## WHAT IS EXPECTED:
The data below holds a line containing "and bad chains)" and a line containing "- New migrations"; please quote exactly those two lines and every line between them, and nothing else.

## DATA FOR THIS EXERCISE:
PR #3680, opened 2025-10-20
Implement light client leaf endpoint and validation

jbearer:
* [Add endpoint to serve light client leaves with finality proof](https://app.asana.com/1/1208976916964769/project/1210128724229719/task/1211510082563913?focus=true)
* [Validate leaf finality in light client](https://app.asana.com/1/1208976916964769/project/1210128724229719/task/1211510082563937?focus=true)

### This PR:

* Adds a light client endpoint to serve leaves with finality proofs
* Adds code in the light client crate to validate these proofs (given a stake table)
* Exposes next epoch justify QCs in decide events, and stores them in consensus ephemeral storage (in the same way that #3636 and #3665 did for the deciding QCs). These are also needed to verify a decide event in the case where one of the QCs is part of an epoch transition.
* Deals with upgrades/versioning in the light client validation logic, especially regarding epoch enabling upgrade

### This PR does not:

* Implement stake table tracking/fetching. The leaf validation currently assumes a given stake table.
* Implement the leaf fetching part of the light client. This only implements the server side, and the client side validation which will be used by the fetching logic.

#### Soundness (@bfish713 and @ss-es )
* `CertificatePair::verify_next_epoch_qc` in `simple_certificate.rs`
* Light client leaf finality check: `LeafProof::verify` in `light_client/src/consensus/leaf.rs` (tests in that file provide a number of examples of good and bad proofs)
* QC chain verification: `Quorum::verify_qc_chain_and_get_version` in `light_client/src/consensus/quorum.rs` (tests in that file provide a number of examples of good and bad chains)
* Individual QC verification: `StakeTableQuorum::verify_static` in `light_client/src/consensus/quorum.rs`

#### Server side (@imabdulbasit )
* Exposing next epoch QCs from node storage (changes in `hotshot-query-service`)
* Persisting next epoch QCs in consensus storage until decide event (`sequencer/src/persistence/{sql,fs}.rs`)
  - New migrations in `sequencer/api/migrations`
* Leaf proof construction: `LeafProof::push` in `light_client/src/consensus/leaf.rs` and `get_leaf_proof` in `sequencer/src/api/light_client.rs`

### How to test this PR

Read new unit tests in `light_client/src/consensus/{leaf,quorum}.rs` and `sequencer/src/api/light_client.rs`

### DIFF
--- a/crates/hotshot/types/src/simple_certificate.rs
+++ b/crates/hotshot/types/src/simple_certificate.rs
@@ -987,7 +987,7 @@ impl<TYPES: NodeType> CertificatePair<TYPES> {
             self.qc.data.epoch
         ))?;
         if !is_epoch_transition(block_number, epoch_height) {
-            tracing::trace!(
+            tracing::debug!(
                 block_number,
                 epoch_height,
                 "QC is not in an epoch transition"


crates/hotshot/types/src/simple_certificate.rs
```diff
@@ -901,3 +902,114 @@ impl<TYPES: NodeType> From<EpochRootQuorumCertificateV2<TYPES>>
...
+    /// Verify that the next epoch QC is present and consistent if required.
+    ///
+    /// This checks that if required, the next epoch QC is present and is consistent with the
+    /// primary QC. It does not check the signature on either QC, only that the data being signed
+    /// over is consistent between the two.
+    ///
+    /// Returns the next epoch QC if it is present and invariants are satisfied. Returns an error if
+    /// a required next epoch QC is missing or if it is inconsistent with the primary QC. Returns
+    /// [`None`] if a next epoch QC is not required for this certificate.
+    pub fn verify_next_epoch_qc(
```
jbearer, line 981: Consensus: assuming this function looks good, WDYT about restructuring the existing `validate_qc_and_next_epoch_qc` function to call this one?

The reason I didn't just use that function completely in the light client is:
* I wanted to split apart the invariant checking (e.g. consistency between QC and next epoch QC) from the low level threshold signature checks, which improves testability
* The light client handles versions differently, looking at the version in the parent leaf + upgrade certificate, rather than using an upgrade lock, since it might need to jump around in history and potentially handle more than one upgrade in a single instance

But if we were to replace the invariant checking in  `validate_qc_and_next_epoch_qc` with a call to this function, and just have `validate_qc_and_next_epoch_qc` handle the versioning and the `is_valid_cert` calls, I think we would be pretty immune from logic changes in core consensus not being propagated to the light client, which is something I'm worried about in the current structure.

light-client/src/consensus/leaf.rs
```diff
@@ -0,0 +1,359 @@
...
+
+            if opt_qc.is_none() {
+                // Get the QC signing `leaf` from the justify QC of the subsequent leaf.
+                opt_qc = Some(next.justify_qc().clone());
+            }
+        }
+
+        // Check that the final leaf is actually finalized and get the QC which signs it.
+        let final_qc = match &self.proof {
+            FinalityProof::Assumption => {
```
Sneh1999, line 92: What is the use case of this one?

light-client/src/consensus/leaf.rs
```diff
@@ -0,0 +1,359 @@
...
+        // HotStuff2 QC chain for the leaf before.
+        if len >= 2 && self.leaves[len - 2].block_header().version() >= EpochVersion::version() {
+            let committing_qc = Certificate::for_parent(&self.leaves[len - 1]);
+            let deciding_qc = Certificate::for_parent(new_leaf.leaf());
+            if committing_qc.view_number() == self.leaves[len - 2].view_number()
+                && deciding_qc.view_number() == committing_qc.view_number() + 1
+            {
+                // Sanity check: if we have a chain of QCs from consecutive views, they must refer
+                // to consecutive leaves.
+                debug_assert!(committing_qc.leaf_commit() == self.leaves[len - 2].commit());
```
Sneh1999, line 163: why are these debug assert?

sequencer/api/light-client.toml
```diff
@@ -0,0 +1,43 @@
+[route.leaf]
+PATH = ["/leaf/:number", "/leaf/:number/:finalized"]
```
Sneh1999, line 2: I have a question about this, for integrations when we call this endpoint will it be like if I get a given hotshot block from query node, I will call this endpoint with that hotshot block which will give us this proof?

Sneh1999: If my understanding is right then we will also have to write some code similar to the below to verify this chain of leafs?

```
pub async fn verify(
        &self,
        quorum: &impl Quorum,
        finalized: Option<&Leaf2>,
    ) -> Result<LeafQueryData<SeqTypes>> {
```

Sneh1999 (commented):
just some comments for my own understanding!

light-client/src/consensus/leaf.rs
jbearer: If the light client wants leaf `n` and it already knows about leaf `n + 1`, we don't need to bother with the QC 2-chain/threshold signature check. We can just verify a hash chain from the requested leaf up to the already known leaf. So this is just a way of saying "QC chain omitted because the client told me they didn't need it"

light-client/src/consensus/leaf.rs
jbearer: So we can compile them out in a release build if we want. Because recomputing the leaf commit is not a trivial amount of compute and the check is redundant anyways

sequencer/api/light-client.toml
jbearer: This will all be abstracted. The integrations will just call a light client function that has an interface identical to the current query service (so like `/availability/block/:height/namespace/:id` endpoint). But as a function instead of an HTTP call. Internally the light client will use this new query service endpoint as needed to both fetch and verify data.

> If my understanding is right then we will also have to write some code similar to the below to verify this chain of leafs?

Not sure what you mean, this function already exists as of this PR?

Sneh1999: > This will all be abstracted. The integrations will just call a light client function that has an interface identical to the current query service (so like /availability/block/:height/namespace/:id endpoint). But as a function instead of an HTTP call. Internally the light client will use this new query service endpoint as needed to both fetch and verify data.

Yes I think I understand that we will abstract this as a part of a function which will further call this endpoint to get the proof and then verify the proof. I was just wondering because integrations code is currently written in golang, we might have to write some FFI between rust and golang? Or replicate the verify logic of rust in our golang SDK? 
Is my understanding correct here?

crates/hotshot/types/src/simple_certificate.rs
```diff
@@ -901,3 +902,114 @@ impl<TYPES: NodeType> From<EpochRootQuorumCertificateV2<TYPES>>
...
+            "next epoch QC is missing from epoch transition cert at block number {block_number}"
+        ))?;
+
+        // The signature from the next epoch must be over the same data.
+        ensure!(self.qc.view_number == next_epoch_qc.view_number);
+        ensure!(self.qc.data == *next_epoch_qc.data);
+
+        Ok(Some(next_epoch_qc))
+    }
+}
```
ss-es, line 1008: I don't think there's anything really wrong with this function but I'm not sure about the purpose. Are we guarding against our own code passing us an inconsistent pair?

I guess from my limited understanding it seems like either the light client trusts the `CertificatePair` or it doesn't. If it trusts the `CertificatePair`, then this is unnecessary. If it doesn't trust the `CertificatePair`, I don't see why we would ever call this separately from e.g. `validate_qc_and_next_epoch_qc` as you said

ss-es: if your suggestion was using `validate_qc_and_next_epoch_qc` in the light client and then calling this function in that, I think that makes a lot of sense to me and I don't see any reason not to

light-client/src/consensus/leaf.rs
```diff
@@ -0,0 +1,359 @@
...
+    /// A chain of leaves from the requested leaf to a provably finalized leaf.
+    ///
+    /// The chain is in chronological order, so `leaves[0]` is the requested leaf and
+    /// `leaves.last()` is a leaf which is known or can be proven to be finalized. The chain is
+    /// joined by `parent_commitment`, so it can be validated by recomputing the commitment of each
+    /// leaf and comparing to the parent commitment of the next.
+    leaves: Vec<Leaf2>,
+
+    /// Some extra data proving finality for the last leaf in `leaves`.
+    proof: FinalityProof,
```
ss-es, line 59: this structure makes me a bit nervous. `FinalityProof` has information that is not necessarily the same as the information in `leaves`, and you have to perform an extra check to compare e.g. the certs in the leaves against the certs in a `FinalityProof`

light-client/src/consensus/leaf.rs
```diff
@@ -0,0 +1,359 @@
...
+}
+
+impl LeafProof {
+    /// Verify the proof.
+    ///
+    /// If successful, returns the leaf which is proven finalized.
+    pub async fn verify(
+        &self,
+        quorum: &impl Quorum,
+        finalized: Option<&Leaf2>,
```
ss-es, line 69: maybe I'm misunderstanding how this is meant to be used, but I feel like `FinalityProof::Hotstuff` and `FinalityProof::Hotstuff2` should have no fields, whereas `FinalityProof::Assumption` should have a single `finalized_leaf` field?

for hotstuff/hotstuff2, you'd then extract a corresponding number of leaves from the leaf chain and check those qc's

sequencer/api/light-client.toml
jbearer: Oh yeah I was thinking we would just do an FFI wrapper, like we did with the crypto functions

crates/hotshot/types/src/simple_certificate.rs
jbearer: I didn't want to use `validate_qc_and_next_epoch_qc` directly in the light client because it does two things:
* basic consistency check of the two QCs
* threshold signature check

I wanted to separate these out so that I can mock the signature check with the `Quorum` trait in the light client code, which greatly simplifies testing. So, this function is basically pulling the consistency check out of `validate_qc_and_next_epoch_qc` as a self-contained function.

My suggestion is to call this function in `validate_qc_and_next_epoch_qc` so that both `validate_qc_and_next_epoch_qc` and the light client are checking consistency of these two certificates in the same way (which should be equivalent to how it was previously being checked). But the light client would still not call `validate_qc_and_next_epoch_qc` itself.

light-client/src/consensus/leaf.rs
jbearer: But the `verify` function does that check, and these fields are private. I don't really see the problem with having invariants between different fields of a struct which is meant to serve as one opaque proof type. It is up to clients not to forget to verify the proof, like any proof type

light-client/src/consensus/leaf.rs
jbearer: In the current design, the extra 2 or 3 QCs are not in the leaf chain. You could also do your suggestion and have the leaf chain be 2 or 3 longer, but there are reasons for not doing that:
* the last 2 or 3 leaves would not be used, only their justify QCs, so this is not optimal
* there is a potential confusion with returning potentially unfinalized data in the last 2 or 3 leaves just so the client can pull out their justify QCs
* that doesn't work if the QC 2-chain comes from the most recent decide event's `committing_qc` and `deciding_qc`, in which case we only have access to the QCs, not the corresponding leaves necessarily

As for `Assumption`, the reason why it does not contain a `finalized_leaf` field is because the finalized leaf is meant to be supplied by the client as an input to verification. We will only construct a proof with an `Assumption` variant when the client has specified in their request that they already have some leaf that they know to be finalized, so it's redundant to also include that leaf in the proof.

sequencer/src/api.rs
```diff
@@ -6176,4 +6200,132 @@ mod test {
...
+            if leaf.header().version() < EpochVersion::version() {
+                tracing::info!(version = %leaf.header().version(), height = leaf.header().height(), view = ?leaf.leaf().view_number(), "waiting for epoch upgrade");
+                continue;
+            }
+            break (leaf.height(), leaf.leaf().epoch(EPOCH_HEIGHT));
+        };
+        tracing::info!(upgrade_height, ?first_epoch, "epochs enabled");
+
+        // Wait for an epoch change.
+        let next_epoch_height = loop {
```
imabdulbasit: I don't think it would make a difference but could you please use the epoch 2->3 transition blocks because we use the stake table from contract from epoch 3 onwards

sequencer/src/api/light_client.rs
```diff
@@ -0,0 +1,327 @@
...
+    requested: usize,
+    finalized: Option<usize>,
+    fetch_timeout: Duration,
+) -> Result<LeafProof, Error>
+where
+    State: AvailabilityDataSource<SeqTypes> + VersionedDataSource,
+    for<'a> State::ReadOnly<'a>: NodeStorage<SeqTypes>,
+{
+    let (endpoint, qc_chain) = match finalized {
+        Some(finalized) => {
```
imabdulbasit, line 26: maybe add a check that finalized is > than requested block number?

sequencer/src/api.rs
jbearer: That's gonna make the test really slow lol but yeah I can try that

jbearer: [ba7c301](https://github.com/EspressoSystems/espresso-network/pull/3680/commits/ba7c3015f7909551e7bed2d8c1520d62f5ea04a1)

sequencer/src/api/light_client.rs
jbearer: [e44d300](https://github.com/EspressoSystems/espresso-network/pull/3680/commits/e44d3001fcd15ff46717bf3709bda93f38f0db8e)

crates/hotshot/types/src/simple_certificate.rs
```diff
@@ -901,3 +902,113 @@ impl<TYPES: NodeType> From<EpochRootQuorumCertificateV2<TYPES>>
...
+    pub fn verify_next_epoch_qc(
+        &self,
+        epoch_height: u64,
+    ) -> Result<Option<&NextEpochQuorumCertificate2<TYPES>>> {
+        let block_number = self.qc.data.block_number.context(warn!(
+            "QC for epoch {:?} has no block number",
+            self.qc.data.epoch
+        ))?;
+        if !is_epoch_transition(block_number, epoch_height) {
+            tracing::trace!(
```
ss-es: I think this might be better as `debug` -- I feel like we put very little at the `trace` level, and making it `trace` probably means nobody will ever see it

crates/hotshot/types/src/simple_certificate.rs
```diff
@@ -901,3 +902,113 @@ impl<TYPES: NodeType> From<EpochRootQuorumCertificateV2<TYPES>>
...
+
+        let next_epoch_qc = self.next_epoch_qc.as_ref().context(warn!(
+            "Received High QC for the transition block {block_number} but not the next epoch QC"
+        ))?;
+
+        // The signature from the next epoch must be over the same data.
+        ensure!(self.qc.view_number == next_epoch_qc.view_number);
+        ensure!(self.qc.data == *next_epoch_qc.data);
+
+        Ok(Some(next_epoch_qc))
```
ss-es, line 1006: looks good to me

ss-es (approved):

crates/hotshot/types/src/simple_certificate.rs
bfish713: Splitting this logic like you said makes sense to me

## RESPONSE AREA:
* QC chain verification: `Quorum::verify_qc_chain_and_get_version` in `light_client/src/consensus/quorum.rs` (tests in that file provide a number of examples of good and bad chains)
* Individual QC verification: `StakeTableQuorum::verify_static` in `light_client/src/consensus/quorum.rs`

#### Server side (@imabdulbasit )
* Exposing next epoch QCs from node storage (changes in `hotshot-query-service`)
* Persisting next epoch QCs in consensus storage until decide event (`sequencer/src/persistence/{sql,fs}.rs`)
  - New migrations in `sequencer/api/migrations`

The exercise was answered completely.